Today’s backups are mission-critical systems that have been hardened over decades of evolution. The challenge facing financial services organizations is that their expectations for using stored data have changed dramatically, but their backup systems remain products of a previous age.
The job of backup used to be straightforward: Take a snapshot of the current data, store it in an archival format, and then move it off-site for regulation and business continuity reasons. Restoring that data was an arduous task, but one that only occurred in exceptional circumstances, such as a failure of the enterprise infrastructure or in response to a regulatory inquiry. As long as there was a plausible plan for meeting recovery point and time objectives (RPO/RTO), everything was okay.
The need for reliable data protection remains unchanged. Today, however, that same data is also raw material that is a major source of revenue for the thriving modern financial services business. A lot of effort and expense are being wasted in creating massive data stores for “just in case” scenarios. But because that same data is also needed to do work, it may be replicated dozens of times across the enterprise. Each copy may be used for a separate purpose, such as backup, disaster recovery (DR), legal workflows, e-discovery, business development and more. All that duplication is wasteful, inefficient and a potential vector for risk and error.
The demand for data to be available to meet operational objectives, the explosion in the amount of data being created, and all that duplication present serious challenges in terms of scale, storage costs, management and manpower. Given how much work and investment already goes into doing the job of data protection correctly, it only makes sense to get more out of those systems and maximize the return on that investment.
And it is entirely possible if the organization shifts perspective a bit. This starts by reframing the essential question. The old premise was: How can we make sure our data is protected?
The better and more relevant question to ask today is: How can we create an operational recovery and archiving process that maximizes the ability of our data to perform useful work throughout our dynamic and changing environment?
That word, “change,” is important. The cloud has opened up new ways to pull insights out of data assets. Object storage has further transformed the economics and malleability of stored information. It is therefore imperative that organizations change the systems they use for protecting data to take advantage of all the new opportunities now possible.

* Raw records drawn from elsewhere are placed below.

PR #259, opened 2017-10-11
Promote the type synonyms in Data.Singletons

### LINKED ISSUE #257: Promote function that constructs functions
I want to express some kind of "map" (each element has it's own function) of an heterogenous List and I don't know how I can express the relevant type-level function:

```haskell
$(promoteOnly [d|
    toArrow :: [Type] -> [Type] -> [Type -> Type]
    toArrow inputs outpus = zipWith (->) inputs outpus
  ])
```

I hope my question is sensible and I didn't mix up the terms!

RyanGlScott:
In https://github.com/goldfirere/singletons/issues/257#issuecomment-335919128, I lamented the lack of defunctionalization symbols for `(~>)`, so this PR adds them, as well as symbols for the other type synonyms in `Data.Singletons`.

This shift requires that data no longer be treated like a static, lifeless thing kept in a storage locker. Instead, it should always be available and ready for reuse. Organizations have an opportunity today, powered by the cloud, to reconsider their approach to data protection from first principles, to support a whole new landscape of use cases. Instead of thinking of backup and archive solely as data storage solutions, separate from the business, they can be reimagined. They can be seen as part of an expansive integrated system capable of simultaneously meeting a wide range of ever-evolving needs, to support the full breadth of business operations.
There are three main categories for this data reuse:
- Technical use cases, such as disaster recovery testing or ransomware sandboxing.
- Business use cases, such as analytics, collaboration and reporting.
- Data compliance determination use cases, such as the EU’s General Data Protection Regulation (GDPR), which is creating significant pressure points across businesses and IT.
A Modern Take on the “Archive”
Every application in the enterprise fundamentally produces structured data, which is well-defined and readily searchable, and/or unstructured data, which does not have predefined data models and must be organized to be usable. In the old approach, all that data would be captured essentially “as is”: a freeze frame that left the work of making it usable to the future.
Today, by leveraging the power of automation and AI and ML technologies it is possible to create a comprehensive archive that automatically tags and catalogs everything and determines how best to “life cycle” this information. This tagging and cataloging process is the key to making data reusable for more than just data protection.
Every object to be stored is tagged with business-level information and defined by a set of attributes: when it was created, how big it is, who it belongs to, how long it is to be retained, and much more. With such information at hand, along with the expanded automation potential and backup-friendly capabilities of the cloud, it becomes far easier to manage data retention, data preservation, data security and data integrity. It is also easier to gain the invaluable flexibility of reusability while mitigating risk and maximizing cost benefits.
This new approach will inevitably result in a huge and fast-changing repository, but thanks to the cloud, it is readily managed. If an organization is committed to taking advantage of the benefits of digital transformation, the ability to uniformly store, recover, search, access, preserve and dispose of data will be critical to continued success. The cloud makes implementing such a new age data lake, built on a strong data catalog with an underlying object storage platform, both possible and affordable. It is realistic to have it all: a massive repository that is available to provide data intelligence and an effective operational recovery system for business operations.
Inderjeet Rana is CTO of Financial Services at Hitachi Vantara.